(Collection entries)
--- --- ---
PR #35, opened 2025-03-25
feat: migrate configuration v1

Skarlso:

Closes https://github.com/open-component-model/ocm-project/issues/445.


cli/configuration/v1/flat_map.go
```diff
@@ -0,0 +1,39 @@
...
+			if err := scheme.Convert(config.GetType(), &cfg); err != nil {
+				merged.Configurations = append(merged.Configurations, config)
+			} else {
+				flattenCandidates = append(flattenCandidates, &cfg)
+			}
+		}
+
+		cfg, err := FlatMap(flattenCandidates...)
+		if err != nil {
+			return nil, err
```
frewilhelm, line 29: `FlatMap` does not return any error, except this one. Thus, we do not need to return an error.

cli/configuration/v1/ocm_config.go
```diff
@@ -0,0 +1,235 @@
...
+	}
+	if path := getFromExecutableDir(); path != "" {
+		paths = append(paths, path)
+	}
+
+	if len(paths) > 0 {
+		return paths, nil
+	}
+
+	return nil, fmt.Errorf("OCM config not found in any known locations")
```
frewilhelm, line 153: Should we print out the known locations as a support-message?

cli/configuration/v1/config.go
```diff
@@ -0,0 +1,45 @@
...
+	scheme.MustRegisterWithAlias(&Config{}, runtime.NewUngroupedVersionedType(ConfigType, ConfigTypeV1))
+}
+
+const (
+	ConfigType   = "generic.config.ocm.software"
+	ConfigTypeV1 = "v1"
+)
+
+// Config holds configuration entities loaded through a configuration file.
+// +k8s:deepcopy-gen=true
```
Skarlso, line 21: @jakobmoellerdev How do you run the generate workflow? :D It keeps erroring with weird errors like, module not found, no main module, etc...

jakobmoellerdev: I think your problem is that youre generating types in the CLI. The code generator is currently setup to only run on go modules. Check the tools section for that

jakobmoellerdev: After you included the cli, it should just be `task generate`

Skarlso: I tried that but it gave me different errors. Let me do that again.

Taskfile.yml
```diff
@@ -25,11 +25,16 @@ includes:
...
-
+  cli/configuration/v1:
+    optional: true
+    taskfile: ./cli/configuration/v1/Taskfile.yml
+    dir: ./cli/configuration/v1
 
 vars:
   GO_MODULES:
     sh: find {{ .ROOT_DIR }}/bindings/go -name go.mod -exec dirname {} \; | sed 's|{{ .ROOT_DIR }}/bindings/go/||'
+  GO_GENERATE:
```
jakobmoellerdev, line 36: I think this requires appropriate fixes in github actions as well.

jakobmoellerdev: We need the bindings in github actions just for task distribution, imo its totally fine to have a task that prints them for integration in github actions, then we dont need the scripts there.

jakobmoellerdev: You can use a task instead of this line: https://github.com/open-component-model/open-component-model/blob/main/.github/workflows/ci.yml#L31 then you can unify it all

Skarlso: Nice

cli/configuration/v1/config.go
```diff
@@ -0,0 +1,46 @@
...
+type Config struct {
+	Type           runtime.Type    `json:"type"`
+	Configurations []Configuration `json:"configurations"`
+}
+
+// Configuration holds a single configuration entity.
+// +k8s:deepcopy-gen=true
+type Configuration struct {
```
jakobmoellerdev, line 29: Why does thing exist? Couldnt we just use runtime.Raw directly in the array?

cli/configuration/v1/flat_map.go
Skarlso: You're right.

cli/configuration/v1/config.go
Skarlso: Actually have this removed locally while refactoring runtime.Type. :D But didn't commit it yet because of our upcoming talk and because my test is failing. :)

cli/configuration/v1/ocm_config.go
Skarlso: Sure!

jakobmoellerdev (approved):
--- --- ---
» About this exercise
From the entries, report every line in which the string "https" occurs.

» Expected output
Closes https://github.com/open-component-model/ocm-project/issues/445.
jakobmoellerdev: You can use a task instead of this line: https://github.com/open-component-model/open-component-model/blob/main/.github/workflows/ci.yml#L31 then you can unify it all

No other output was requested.